Our paper uses a complex network based on the spillover of air pollution that divided the regions and sequentially used ArcGIS to visualize the regions of air pollution, as shown in Figure 2. Red indicates the relationship of air pollution spillover between cities in regions. Darker red indicates that the relationship of cities in regions is stronger. Lighter red indicates that the relationship is weaker. Gray indicates that the average relationship between cities in this region is 0. White signifies that there are no data in this region. Figure 2 shows the spatial distribution of air pollution spillover in different seasons.
In the spring, there are 77 spillover regions. There are 14 regions whose average spillover relationship is not 0. As shown in Figure 2, the regions whose average spillover relationship is not 0 are concentrated between East and North China, as well as between East China and Middle China. In West China, the spillover relationship between cities is very weak. In the spring, there is a strong abnormal northeast wind through the South China Sea and the region of the North Pacific Ocean, which may be the cause of this phenomenon. In the summer, there are 103 spillover regions. There are 14 regions whose average spillover relationship is not 0. From the spatial distribution, the summer regions do not completely border each other. They can be divided into East China and South China, West and North China, and West and South China. The summer characteristics of the spatial distribution of the air pollution spillover relationship from west to the east gradually weaken and then become strong. The regions in the summer are the same as those in the spring, but there are fewer regions whose average relationship is not 0 in the summer; thus, the ratio of these regions is lower. The cause of this phenomenon is likely from the influences of stronger typhoons, and the South Asian summer monsoon and East Asian summer monsoon cross influences are stronger [37,38,39]. Autumn has 93 spillover regions. There are 12 regions whose average spillover relationship is not 0. From Figure 2, the difference between autumn, summer, and spring is that in autumn, the average spillover relationship is stronger in the west than in the east. The average spsillover factor is far weaker than in the summer and spring. The cause of this phenomenon is likely from the Northern Hemisphere, and atmospheric migration from west to the east is active [40]. In the winter, there are 79 regions. There are 15 regions whose average spillover relationship is not 0. Winter has the highest number of regions of the seasons. The characteristic in the winter is that the north relationship is stronger than the south relationship. The cause of this phenomenon may be that there is centralized heating in North China during the winter.
In summary, from a time perspective, the phenomenon of air pollution is stronger in the spring and winter, and the range of spillover is larger. In summer and autumn, the air pollution is weaker, and the range of spillover is smaller. From a spatial perspective, in the spring and winter, air pollution spillover is more common in the middle and east cities.

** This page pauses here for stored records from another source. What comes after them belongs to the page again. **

PR #3868, opened 2026-09-03
fix(openrouter): bound the observer context and anchor the schema in a system message (#3606)

matthewdnye:
## Summary

On the OpenRouter / OpenAI-compatible path the observer sends the **entire per-session conversation history on every call, with no `system` role**. Against a bounded context (a local Ollama/llama.cpp model here, 16,384 tokens) that produces exactly the discard pattern tracked in #3606, in two flavours:

- the prompt fills the window → llama.cpp truncates (`truncated=1`, `n_tokens=16383`) → the reply is empty → `outputClass=idle` → `confirmClaimedMessages` drops the batch. In our logs **99.1 % of idle discards (663/669) sat at exactly the context ceiling**.
- the history grows (median 235 turns) → the `<observation>` schema, stated once in the init prompt, scrolls out of view → the model emits bare `<observation>free text</observation>` → `parseObservationBlocks` finds no fields → `outputClass=xml`, dropped. **94 % of xml-class discards (492/522) were schema-less prose**, strongly correlated with history length; the remaining 6 % were cut mid-tag at exactly the ceiling.

Net effect on one install: **818 successful HTTP calls → 26 observations written over 15 hours (~96 % discarded)**, with the write-only `consecutiveInvalidOutputs` counter reading 0 throughout.

## What this changes

- **`context-window.ts` (new):** `history[0]` (the init/continuation prompt, which carries the full schema) is pinned as the `system` message; the rest is windowed by turn count and total chars, the final message is always kept, and leading `assistant` turns are dropped after trimming so strict gateways still see a user-first conversation.
- **Four settings declared and honoured** on this path (they previously did nothing because `SettingsDefaultsManager.loadFromFile` only copies keys present in `DEFAULTS`): `CLAUDE_MEM_OPENROUTER_MAX_TOKENS` (was hard-coded `4096`, see #3490), `_MAX_CONTEXT_MESSAGES` (default 40), `_MAX_CONTEXT_CHARS` (default 200000; `0` = unbounded for both caps), `_ATTEMPT_TIMEOUT_MS` (was the hard-coded 30 s `withRetry` default). Corrupt values fall back to the defaults; `max_tokens` and the timeout require ≥ 1.
- **`finish_reason` is read and propagated.** A designed empty completion is exactly: message present, empty content, `finish_reason === 'stop'` (info). `'length'` is a real truncation (error). Any other reason, an absent one, or a body with no `choices`/`message` (`malformed`) is not a designed skip and is logged as such.
- **`consecutiveInvalidOutputs` becomes a real counter** in the shared fall-through branch of `ResponseProcessor`: incremented on any real dropped batch, reset on a valid parse or a designed skip (`idle` with `finish_reason` `null` or `'stop'`; `null` covers Claude/Gemini, which never report one, so their behaviour is unchanged). Dropped batches log at `error` when truncated or xml-classified, `warn` otherwise. The newer overflow/quota/auth branches above it (#3800) are untouched. No retry is introduced: the drop-on-invalid design stays; the root cause is fixed upstream of it.
- Bun's `fetch` has a built-in ~300 s cap that overrides any `AbortSignal` per-attempt timeout; the request init now sets `timeout: false` so the configured timeout is authoritative.
- The duplicate assistant-history push this fix also targeted was already removed at #3619; `tests/worker/openai-compatible-history.test.ts` is added as a regression guard.

## Test evidence

- `tsc --noEmit` clean. `bun test tests/worker tests/sdk tests/shared`: 882 pass, 0 fail (+44 new). Full `bun test`: identical failing-test set and tallies to a clean `origin/main` checkout at the same commit (`be44b6c8`), verified side by side.
- The same logic was built into a worker bundle (on a v13.9.3-based branch) and driven end to end against a mock OpenAI-compatible server on a scratch port: every request system-first, ≤ cap messages, char cap with the final-message rule, alternating roles, observations stored; the `length` / `stop`-empty / `content_filter` / `malformed` paths logged and counted as designed.
- Live, after install on the affected machine (`MAX_CONTEXT_MESSAGES=12`, `MAX_CONTEXT_CHARS=28000`, `MAX_TOKENS=1500` for a 16k lane): prompt size median 7,463 tokens (was 12,800, p90 15,400), zero `truncated=1`, **97 observations + 2 summaries from 99 successful calls in the first 46 minutes, 2 batches dropped** (one output at the token cap, one prose reply).

Refs #3606 (umbrella), #3490 (`max_tokens`), #3624 (the preserve-and-retry approach; this PR removes the cause instead), #3619.

---
Opened by Gwen Ives, Virtual COO (an AI assistant operating on behalf of Matt Nye), from the install where the defect was measured.

https://claude.ai/code/session_01MwVTb8AbAAQZjxsrewXc83

### DIFF
--- a/src/services/worker-types.ts
+++ b/src/services/worker-types.ts
@@ -25,14 +25,16 @@ export interface ActiveSession {
   currentProvider: 'claude' | 'gemini' | 'openrouter' | null;
   consecutiveRestarts: number;
   /**
-   * Legacy invalid-output counter, intentionally always 0: ordinary non-XML
-   * observer output is confirmed as a no-op and resets this so benign skip
-   * acknowledgements never accumulate respawn debt.
+   * Real invalid-output counter (#3606): incremented on a dropped batch
+   * (non-XML output that is not a designed empty skip), reset to 0 on a
+   * valid parse or a designed empty skip (idle output with a non-'length'
+   * finish reason — the prompt allows an empty reply to signal "nothing to
+   * report").
    *
    * It is deliberately NOT the breaker for repeated hard rejections — counting
-   * skips and rejections on one counter is what produced the respawn storm this
-   * reset was added to stop. Hard rejections are counted by
-   * `consecutiveContextOverflows` instead.
+   * skips and rejections on one counter is what produced the respawn storm the
+   * write-only reset this replaces was added to stop. Hard rejections are
+   * counted by `consecutiveContextOverflows` instead.
    */
   consecutiveInvalidOutputs: number;
   /**
@@ -82,6 +84,8 @@ export interface ActiveSession {
   pendingCompressionEvent?: Record<string, unknown> | null;
   /** Cumulative total_cost_usd from the SDK's latest result message — per-compression cost is the delta between results. */
   lastResultTotalCostUsd?: number | null;
+  /** finish_reason from the latest OpenAI-compatible provider response — 'length' flags a truncated (not just empty/prose) observer output (#3606). */
+  lastFinishReason?: string | null;
 }
 
 export interface PendingMessage {
--- a/src/services/worker/OpenAICompatibleProvider.ts
+++ b/src/services/worker/OpenAICompatibleProvider.ts
@@ -38,6 +38,8 @@ export interface ProviderQueryResult {
   costUsd?: number;
   /** The model that actually served the request, when reported. */
   servedModel?: string;
+  /** finish_reason from the provider response, when reported — 'length' flags a truncated (not just empty/prose) output (#3606). */
+  finishReason?: string;
 }
 
 /**
@@ -216,6 +218,7 @@ export abstract class OpenAICompatibleProvider<TConfig extends { apiKey: string;
       session.cumulativeInputTokens += Math.floor(tokensUsed * 0.7);
       session.cumulativeOutputTokens += Math.floor(tokensUsed * 0.3);
       session.lastUsage = this.buildLastUsage(initResponse);
+      session.lastFinishReason = initResponse.finishReason ?? null;
       await processAgentResponse(
         initResponse.content, session, this.dbManager, this.sessionManager,
         worker, tokensUsed, null, this.providerName, undefined, initResponse.servedModel ?? model, responseContext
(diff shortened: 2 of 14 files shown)


matthewdnye:
Thanks for the two reproductions — both were real, both are fixed in the follow-up commit on this branch:

- **Malformed integers bypass fallback** (`parseOpenRouterInt`): `parseInt` is gone. A setting is accepted only as a finite integral `number` or a complete decimal-integer string (optional sign, surrounding whitespace trimmed) within `[min, max]`; `"1e3"`, `"42.5"`, `"0x10"`, `""`, non-ASCII digits, `NaN`/`Infinity`, objects all fall back to the documented default. `attemptTimeoutMs` additionally caps at the `setTimeout` ceiling (2^31-1 ms), since Node silently fires anything larger after ~1 ms — the same failure mode from the other end. Covered in `tests/worker/openrouter-config-source.test.ts`.
- **Stale finish reason misclassifies Claude replies**: `processAgentResponse` now consumes and clears `session.lastFinishReason` at the top of every call, before any branching, so the value is scoped to the single response that produced it and a later Claude-path reply can never observe a leftover `length`. The explanatory comment above the designed-skip logic is updated to match. Covered in `tests/worker/agents/response-processor.test.ts` (OpenRouter `length` → empty Claude reply = designed skip, counter reset; an OpenRouter `length` on its own is still a truncation).

`tsc --noEmit` clean; the two touched test files 64/64; the full suite's only failures are the seven pre-existing sqlite-migration/build-artifact/worktree cases that don't touch these files.

thedotmack:
ALL-NIGHT SHIP Batch D: **SKIPPED** — CONFLICTING without a clean rebase.

Onto current `main` this collides in `OpenAICompatibleProvider.ts` (init-response / recycle path from #3800) and in eight hunks of `OpenRouterProvider.ts` (`withRetry`, request shaping, finish-reason). `main` also already has generation recycle via `CLAUDE_MEM_OBSERVER_MAX_CONVERSATION_CHARS` — a second send-time window needs a deliberate merge, not a mechanical rebase. Leaving this for the author to rebase against the recycle + overflow work.

thedotmack:
Routing to **#3606 (plan-18, Observer Response Pipeline)** — which the body already names. Unbounded `conversationHistory`, a schema that scrolls out of the window, an empty reply classified as `idle`, and `confirmClaimedMessages` dropping the batch anyway are four of that master's bullet points in one trace, and the 663/669-at-the-ceiling number is the best evidence anyone has attached to it.

Not closing, but flagging the overlap: **#3151** (history pruning) and **#3516** (window-aware compaction) attack the same defect from different angles, and #3516 touches the same `context-window.ts`. plan-18 should pick one of the three rather than merge two — this one is my pick, because it also fixes the schema anchoring that the other two leave alone. Needs a rebase; it's `CONFLICTING`.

In the summer and autumn, air pollution spillover is observed more in western China.

3.2. Air Pollution’s Spillover among Regions

This paper uses the number of cities between regions that have a spillover relationship to construct a complex network. The nodes of the complex network are the regions. The color of nodes indicates the strength of the regions’ output air pollution. The warmer colors indicate that the output of air pollution is stronger. The cooler colors indicate that the output of air pollution is weaker. The sides of the complex network are the numbers of cities with spillover relationships between regions. Wider sides indicate larger quantities of cities with relationships, and narrow sides mean smaller quantities. Figure 3 shows the complex network constructed by air pollution spillover between regions.
Figure 3 shows that in spring, there are 13 regions with air pollution relationships, which is the most of the four seasons. The regions with strong relationships lie in North China and Middle China. The region with the strongest output of air pollution is the western part of East China. Although cities in eastern China have strong air pollution spillover relationships, the region does not have relationships with other regions. In the summer, there are seven regions with air pollution spillover relationships. This is the season with the fewest regions with air pollution spillover relationships of the four seasons. The northern part of East China, the western part of East China and the middle of Middle China are the regions that have the strongest spillover relationships. In autumn, nine regions have air pollution spillover relationships. The region that most strongly influenced the other regions is Middle China; other regions have weaker influences. In the winter, there are 11 regions with air pollution relationships. The northern part of North China, the northern part of East China, and the northern part of South China have stronger relationships, and in North China, the air pollution relationship between regions is stronger than in South China.
The air pollution spillover relationship between regions is stronger in the spring and winter and weaker in the summer and autumn. In the summer, spring, and autumn, East China and Middle China have stronger air pollution output into other regions. In the winter, East China, Middle China, and North China have stronger influences on other regions. In the four seasons, the regions with air pollution spillover relationships are concentrated in the Middle China and East China regions. Although in West China, the air pollution spillover relationships in cities are stronger than those in Middle and East China, the air pollution spillover relationship between regions is weaker than that in Middle and East China. The reason perhaps is because cities are dense in East China, with higher development and flat terrain, making it easy to spread air pollutants. West China has complex terrain, and it is difficult for air pollutants to move between regions.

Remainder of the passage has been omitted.